On a side note my keyboard looks like shit and I heard you can just throw it into the dishwasher and let it properly dry and it'll be kosher. Can someone C/D this?




HarleyParanoia said:


> i am not at liberty to say~


 

lol


----------



## Matt (Aug 12, 2009)

hot water and chemicals don't work well with circuits. I wouldn't try it.


----------



## Sora-kun (Aug 12, 2009)

While opening a can of coke a little bit splashed onto my keyboard. Was a little sticky for a while, but it was fine.

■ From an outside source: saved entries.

PR #1431, opened 2023-12-27
Implement Deactivate and Uninstall Buttons for Add-Ons on Formidable Add-Ons Page

shervElmi:
This PR addresses the feature request in [Issue #4349](https://github.com/Strategy11/formidable-pro/issues/4349), which involves enhancing the user interface of the Formidable Add-Ons page (`/wp-admin/admin.php?page=formidable-addons`). The update adds "Deactivate" and "Uninstall" buttons for add-ons, providing clearer options for managing their states.

## Related Issue:
[Add Deactivate and Uninstall buttons to the Formidable Add-Ons page #4349](https://github.com/Strategy11/formidable-pro/issues/4349)

## Testing Instructions:
1. Navigate to `WP Admin > Formidable > Add-Ons`.
2. For each add-on, verify the presence of the appropriate button(s) based on its current state:
   - "Deactivate" when the add-on is active.
   - "Uninstall" when the add-on is deactivated.
3. Test the functionality of the new buttons to ensure they correctly deactivate and uninstall the add-ons.

## Formidable PRO Plugin PR:
https://github.com/Strategy11/formidable-pro/pull/4676


shervElmi:
Hey @jonathanenlared!

I wasn't able to create a PR URL for my PR, and I need to change my branch name. This change will close this PR, and I'll have to create a new one. Please try to test this on your side, but if you need a QA URL, let me know.

**Note:** Please note that this PR is related to another PR in the pro plugin.
https://github.com/Strategy11/formidable-pro/pull/4676

garretlaxton (approved):
This worked great for me!

classes/controllers/FrmAddonsController.php
```diff
@@ -934,6 +934,52 @@ protected static function activate_plugin( $plugin, $redirect = '', $network_wid
...
+	 *
+	 * @param string $plugin
+	 * @param bool   $silent
+	 * @return null|WP_Error Null on success, WP_Error on invalid file.
+	 */
+	protected static function deactivate_plugin( $plugin, $silent = false ) {
+		if ( ! function_exists( 'deactivate_plugins' ) ) {
+			require_once ABSPATH . 'wp-admin/includes/plugin.php';
+		}
+		return deactivate_plugins( $plugin, $silent );
```
Crabcyborg, line 950: It looks like `deactivate_plugins` never returns anything. It's a `void` return function so the return result would always be `null`.

classes/controllers/FrmAddonsController.php
```diff
@@ -1055,23 +1101,129 @@ protected static function install_addon() {
...
+			case 'uninstall':
+				$result = self::uninstall_plugin( $installed );
+				break;
+		}
+
+		if ( is_wp_error( $result ) ) {
+			// Ignore the invalid header message that shows with nested plugins.
+			if ( $result->get_error_code() !== 'no_plugin_header' ) {
+				if ( wp_doing_ajax() ) {
+					echo json_encode( array( 'error' => $result->get_error_message() ) );
```
Crabcyborg, line 1214: Can we use `wp_send_json_error` here instead so we're doing this the WordPress way?

classes/controllers/FrmAddonsController.php
```diff
@@ -1055,23 +1101,129 @@ protected static function install_addon() {
...
+			return;
+		}
+
+		$result = null;
+		switch ( $action ) {
+			case 'activate':
+				$result = self::activate_plugin( $installed );
+				break;
+			case 'deactivate':
+				$result = self::deactivate_plugin( $installed );
```
Crabcyborg, line 1203: You would also want to remove `$result =` here.

js/formidable_admin.js
```diff
@@ -8607,7 +8606,16 @@ function frmAdminBuildJS() {
 		jQuery( '#frm_upgrade_modal .frm_lock_icon use' ).attr( 'xlink:href', '#frm_lock_open_icon' );
 
 		// Proceed with CSS changes
-		el.parent().removeClass( 'frm-addon-not-installed frm-addon-installed' ).addClass( 'frm-addon-active' );
+		const frmAdminJs = frm_admin_js; // eslint-disable-line camelcase
+		const actionMap = {
+			'frm_activate_addon': { class: 'frm-addon-active', message: frmAdminJs.active },
```
Crabcyborg, line 8611: We don't need the quotes around these keys here.

js/formidable_admin.js
```diff
@@ -8607,7 +8606,16 @@ function frmAdminBuildJS() {
...
+			'frm_deactivate_addon': { class: 'frm-addon-installed', message: frmAdminJs.installed },
+			'frm_uninstall_addon': { class: 'frm-addon-not-installed', message: frmAdminJs.not_installed }
+		};
+		actionMap.frm_install_addon = actionMap.frm_activate_addon;
+
+		message.text( actionMap[action].message );
+		el.parent().removeClass( 'frm-addon-not-installed frm-addon-installed frm-addon-active' ).addClass( actionMap[action].class );
```
Crabcyborg, line 8618: Could we do this with less jQuery? It would be nice to remove some jQuery with this update.

js/formidable_admin.js
```diff
@@ -8607,7 +8606,16 @@ function frmAdminBuildJS() {
 		jQuery( '#frm_upgrade_modal .frm_lock_icon use' ).attr( 'xlink:href', '#frm_lock_open_icon' );
 
 		// Proceed with CSS changes
-		el.parent().removeClass( 'frm-addon-not-installed frm-addon-installed' ).addClass( 'frm-addon-active' );
+		const frmAdminJs = frm_admin_js; // eslint-disable-line camelcase
```
shervElmi, line 8609: Thank you for your review, @Crabcyborg! What do you think about relocating this line to the top of the file? This could help us avoid the necessity of using `// eslint-disable-line camelcase` in future implementations.

Crabcyborg: Sure @shervElmi, that sounds like a good workaround.

I would try to leave it out of the global scope at least though.

If we put it inside of the top of `frmAdminBuildJS`, nearby where the `frmDom` functions are delcared, it should be usable in most places as least.

classes/controllers/FrmAddonsController.php
```diff
@@ -934,6 +934,52 @@ protected static function activate_plugin( $plugin, $redirect = '', $network_wid
...
+		if ( ! current_user_can( 'delete_plugins' ) ) {
+			return new WP_Error( 'uninstall_failed', __( 'Current user cannot delete plugins.', 'formidable' ) );
+		}
+
+		if ( ! function_exists( 'delete_plugins' ) ) {
+			require_once ABSPATH . 'wp-admin/includes/plugin.php';
+		}
+
+		self::deactivate_plugin( $plugin, true );
+		// Deactivate plugin before uninstalling.
```
Crabcyborg, line 971: This comment is a bit weird. It's above the `delete_plugins` call, but it's describing the call above. The function is also really just the name of the function, so I think we're better off just removing it.

classes/controllers/FrmAddonsController.php
```diff
@@ -934,6 +934,52 @@ protected static function activate_plugin( $plugin, $redirect = '', $network_wid
...
+		$result = delete_plugins( array( $plugin ) );
+
+		if ( is_wp_error( $result ) ) {
+			return $result;
+			// Return the error from delete_plugins.
```
Crabcyborg, line 976: This comment is in an odd place as well. Comments should be above stuff, not under.

classes/controllers/FrmAddonsController.php
```diff
@@ -934,6 +934,52 @@ protected static function activate_plugin( $plugin, $redirect = '', $network_wid
...
+		deactivate_plugins( $plugin, $silent );
+	}
+
+	/**
+	 * Uninstall a specified plugin.
+	 *
+	 * @since x.x
+	 *
+	 * @param string $plugin
+	 * @return null|WP_Error Null on success, WP_Error on invalid file.
```
Crabcyborg, line 959: `null` on success seems like a weird return type.

Maybe we could return `true` instead?

classes/controllers/FrmAddonsController.php
```diff
@@ -934,6 +934,52 @@ protected static function activate_plugin( $plugin, $redirect = '', $network_wid
...
+		// Deactivate plugin before uninstalling.
+		$result = delete_plugins( array( $plugin ) );
+
+		if ( is_wp_error( $result ) ) {
+			return $result;
+			// Return the error from delete_plugins.
+		}
+
+		return null;
+		// Success.
```
Crabcyborg, line 980: This comment seems unnecessary as well.

classes/controllers/FrmAddonsController.php
```diff
@@ -925,7 +925,7 @@ public static function connect_pro() {
 	 * @param string $redirect
 	 * @param bool   $network_wide
 	 * @param bool   $silent
-	 * @return null|WP_Error Null on success, WP_Error on invalid file.
+	 * @return true|WP_Error True on success, WP_Error on invalid file.
```
Crabcyborg, line 928: It looks like the WordPress `active_plugin` function actually does return `@return null|WP_Error Null on success` so we should leave this one.

classes/controllers/FrmAddonsController.php
```diff
@@ -1055,23 +1098,128 @@ protected static function install_addon() {
...
 		FrmAppHelper::set_current_screen_and_hook_suffix();
 
 		$plugin = FrmAppHelper::get_param( 'plugin', '', 'post', 'sanitize_text_field' );
-		self::maybe_activate_addon( $plugin );
+		call_user_func( $action_callback, $plugin );
+
+		if ( is_callable( $response_callback ) ) {
+			echo json_encode( call_user_func( $response_callback ) );
+		} else {
+			echo json_encode( array( 'success' => true ) );
```
Crabcyborg, line 1174: Can we use `wp_send_json_success()` here?

classes/controllers/FrmAddonsController.php
shervElmi: Could you please check this link: https://developer.wordpress.org/reference/functions/activate_plugins/
It seems it returns true.

image

classes/controllers/FrmAddonsController.php
shervElmi: Done!

classes/controllers/FrmAddonsController.php
Crabcyborg: That's another function though. This is activate_plugin getting called here. Not activate_plugins.

I didn't see documentation for activate_plugin but I looked at the source code and pulled they Null return comment from there.

Crabcyborg:
@shervElmi It looks like there is a failing unit test.

Screen Shot 2024-01-08 at 1 10 34 PM

shervElmi:
Hey @Crabcyborg,

I've just commented out a line of code that was causing the PR to fail, and it appears to be unrelated to the changes in this PR. Could you please confirm this? Once you've confirmed, I'll revert my last commit, and we can create a new issue to address this separately.

Crabcyborg:
Thanks @shervElmi.

@truongwp Do you have any idea why the unit test would break when deleting the email summary helper option? https://github.com/Strategy11/formidable-forms/pull/1431/commits/b06574088bc4227b46f4e32739279e6c6c2a32c9

truongwp:
@Crabcyborg I don't know why but I created a new PR and uncommented that line, there is no failing tests: https://github.com/Strategy11/formidable-forms/pull/1452

shervElmi:
Thank you @truongwp and @Crabcyborg, for reviewing this issue. I've merged the master PR into the current branch, and now all checks have passed.

js/formidable_admin.js
```diff
@@ -8616,7 +8616,24 @@ function frmAdminBuildJS() {
...
+		const messageElement = message[0];
+		messageElement.textContent = actionMap[action].message;
+
+		const buttonElement = button[0];
+		const parentElement = buttonElement.parentElement;
+		parentElement.classList.remove( 'frm-addon-not-installed', 'frm-addon-installed', 'frm-addon-active' );
+		parentElement.classList.add( actionMap[action].class );
+		buttonElement.classList.remove( 'frm_loading_button' );
+
+		message.text( actionMap[action].message );
```
Crabcyborg, line 8635: You're already updating this with `messageElement.textContent = actionMap[action].message;` a couple lines up.

I don't think we need this line.

js/formidable_admin.js
```diff
@@ -8616,7 +8616,24 @@ function frmAdminBuildJS() {
...
+		el.parent().removeClass( 'frm-addon-not-installed frm-addon-installed frm-addon-active' ).addClass( actionMap[action].class );
```
Crabcyborg, line 8636: Can we do this part without jQuery?

css/frm_admin.css
```diff
@@ -2404,8 +2409,20 @@ h2.frm-h2 + .howto {
...
+.frm-addon-installed .frm-deactivate-addon,
+.frm-addon-active  .frm-activate-addon,
+.frm-addon-active  .frm-install-addon,
+.frm-addon-active .frm-uninstall-addon,
+.plugin-card-pro.frm-addon-active .button {
+	display: none !important;
+}
+
+#frm-addons-page .frm-addon-button {
+	opacity: 1 !important;
```
Crabcyborg, line 2425: What style is getting in the way here?

It looks like there is a `frm-opacity-100` class now. Does that work? Does it need to be important?

shervElmi: We are using these buttons on other pages, so I've decided not to change the JavaScript (which sets this button's opacity to 0) and HTML, and instead, I used CSS, which is a more consistent approach for me. If you think I should do it differently, let me know. Yes, the `important` here is mandatory.

Crabcyborg:
Thanks for those updates @shervElmi!

@garretlaxton This has been updated a bit since you last tested it.

There's one change where a lot of JavaScript string variables were updated, pointing to a reference instead of the actual variable for code-styling purposes. It would probably be good to test for that as well - basically making sure that all of the strings used on admin pages are working as expected.

Thank you!

garretlaxton (approved):
I don't have any issues with this!

Crabcyborg (approved):
Thanks @shervElmi! I think this is good to go now.

Thank you @truongwp and @garretlaxton for your help!

🚀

Holy shit! A furry's keyboard that was sticky but NOT from spooge! Call the press!


----------



## Wolf-Bone (Aug 12, 2009)

I've never been retarded enough to accidentally a drink on my keyboard. I always prevent those accidents. I did blow my load and get some on the screen and keyboard once when I was having a cyber session that has yet to be topped though. And yeah, it was my own stupid fault because I forgot to just put a sock on my shit first, but then again it sorta just happened out of the blue and by the time I realized it I was almost there and was like "ah, fuck it".


----------



## Matt (Aug 12, 2009)

speaking of furry keyboard...


----------



## greg-the-fox (Aug 12, 2009)

I've never gotten anything in a keyboard. I'm very neat around computers.


----------



## Sparticle (Aug 12, 2009)

Never spill fanta on a keyboard
I acts as a food source for a really agressive and difficult to get rid of fungus.


----------



## metalhead_wolfie (Aug 12, 2009)

i ahve spilled battery acid in one,(don't ask how)

ahh it is amusing to literly over a few hours watch it eat it away XD


----------



## Yandere (Aug 12, 2009)

I ALMOST spilled tons of Pepsi in my keyboard not long ago.....


----------



## SailorYue (Aug 12, 2009)

well i didnt exactly KILL it,m but it nerly gave me a heart attack... all my musics on my netbook, so i attach it to the steroi in the bathroom (dont have a cd-burner!) so i reach to skip it and suddenly the musics frozen. i have to jump out of the shower and wrestle the battery off the machine to forceshutdown it. i let it sit for half an hour and pray when i turn it back on and find i didnt do any lasting damage -.-

crisis averted.


----------



## fwLogCGI (Aug 12, 2009)

I haven't killed any keyboards.


----------



## Telnac (Aug 12, 2009)

I've only succeeded in killing a keyboard with Dr. Pepper.  Can was cold, had condensation in the outside so when it picked up it, it slipped out of my hands and landed upside down in the center of the keyboard.  Death was instantaneous.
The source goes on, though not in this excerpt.